Let $(v_n)_{n \in J}$ be a collection of orthonormal vectors of a Hilbert space $H$, where $J$ is any non-empty index set. I have already shown that the span of each individual vectors is a complete vector subspace and hence closed.

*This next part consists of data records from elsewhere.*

PR #2517, opened 2023-08-22
Call objectMapper.findAndRegisterModules() to find possibly available…

### LINKED ISSUE #2516: Jackson2JsonMessageConverter: New ObjectMapper instance not aware of jsr310 module

3.0.6

**Describe the bug**

We are transporting Pojos over AMQP. These Pojos also include Java8 Time objects like LocalDateTime. Our application ran in a ""java 8 date/time type `java.time.localdatetime` not supported by default" error although jackson-datatype-jsr310 was present in the classpath.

I would like to conclude that then the set $S = \bigoplus_{n \in J}\mathrm{span}(v_n)$ is also a closed vector subspace of the ambient Hilber space $H$, but since the number of basis elements is not finite I am not sure how I can achieve this.
For the record, I am interested in showing that the span of the elements $v_n$ is a closed subspace, but as I wasn't quite sure how to work with the potentially ever changing linear combinations (as we might have uncountably many basis vectors), I opted to have a bottom-up approach by 1.) the said direct sum is a closed vector subspace and 2.) showing that the span of all $v_n$s is equal to the said direct sum.

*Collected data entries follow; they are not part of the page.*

PR #2521, opened 2023-09-06
Main to 3.1; Upgrade Dependency Versions

garyrussell:
Also compatibility changes for Mockito 5.


build.gradle
```diff
@@ -51,26 +51,26 @@ ext {
...
-	jaywayJsonPathVersion = '2.7.0'
+	jacksonBomVersion = '2.15.2'
+	jaywayJsonPathVersion = '2.8.0'
 	junit4Version = '4.13.2'
-	junitJupiterVersion = '5.9.2'
-	kotlinCoroutinesVersion = '1.6.4'
-	log4jVersion = '2.19.0'
-	logbackVersion = '1.4.4'
+	junitJupiterVersion = '5.10.0'
+	kotlinCoroutinesVersion = '1.7.3'
```
artembilan, line 58: There is also `ext.kotlinVersion = '1.7.0'` in the beginning of this file.
It has to go to: `1.9.10`

artembilan (changes requested):

artembilan:
There are also a couple tests failing.
Probably they also need an explicit `@Qualifier` for their `autowire` props...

In fact, $S$ is never a closed subspace when $J$ is infinite.
WLOG, suppose $\Bbb N\subseteq J$. Let $\alpha_n=\sum_{i=1}^n\frac{v_i}i$ for $n\in\Bbb N$. For $m\gt n\ge1$, $$||\alpha_m-\alpha_n||=||\sum_{i={n+1}}^m\frac{v_n}i||=\left(\sum_{i={n+1}}^m\frac1{i^2}\right)^\frac12<(\frac1{n})^\frac12,$$ where $$\sum_{i={n+1}}^m\frac1{i^2}<\sum_{i={n+1}}^m\frac1{(i-1)i}=\sum_{i={n+1}}^m(\frac1{i-1}-\frac1{i})=\frac1n-\frac1m<\frac1n.$$ Hence $\{\alpha_n\}_n$ is a cauchy sequence, which converges to an element in $H$. Let it be $\alpha$.
For the sake of contradiction, suppose $\alpha\in S$, i.e., $\alpha=\sum_{i\in J_\alpha}\beta_i$, where $J_\alpha$ is some finite index set, $\beta_i\in \mathrm{span}(v_i)$. Since $\Bbb N$ is infinite, there exists $n_0\in\Bbb N$ such that $n_0\not \in J_\alpha$.

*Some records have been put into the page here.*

Issue #2532, opened 2023-09-27
Ignore Kotlin Continuation Parameter While Inferring Conversion Type


garyrussell:
See https://github.com/spring-projects/spring-amqp/issues/1210#issuecomment-1737595939

Issue #2534, opened 2023-09-27
Ignore Kotlin Continuation Parameter While Inferring Conversion Type


garyrussell:
Back port of issue #2532

artembilan:
Fixed via: https://github.com/spring-projects/spring-amqp/commit/fceb0ec14949322ee9a60f68ffc8fb2484fc34ab

Issue #2533, opened 2023-09-27
Ignore Kotlin Continuation Parameter While Inferring Conversion Type


garyrussell:
Back port of issue #2532

PR #2535, opened 2023-09-27
GH-2532: Ignore Kotlin Continuation Parameter

garyrussell:
Resolves https://github.com/spring-projects/spring-amqp/issues/2532

The presence of the parameter caused the inferred type to be set to `null` due to ambiguous parameters present.

It must be considered an ineligible type when inferring conversion types.

**cherry-pick to 3.0.x (#2533), 2.4.x (#2534)**


artembilan:
... and cherry-picked to `3.0.x` & `2.4.x`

$$\langle \alpha, v_{n_0}\rangle = \langle\lim_{n\to\infty}\alpha_n, v_{n_0}\rangle=\lim_{n\to\infty}\langle\alpha_n, v_{n_0}\rangle=\lim_{n\to\infty}\frac1{n_0}=\frac1{n_0}.$$ On the other hand, $$\langle \alpha, v_{n_0}\rangle = \langle\sum_{i\in J_\alpha}\beta_i, v_{n_0}\rangle=\sum_{i\in J_\alpha}\langle\beta_i, v_{n_0}\rangle=\sum_{i\in J_\alpha}0=0.$$ This contradiction means $\alpha\not\in S$.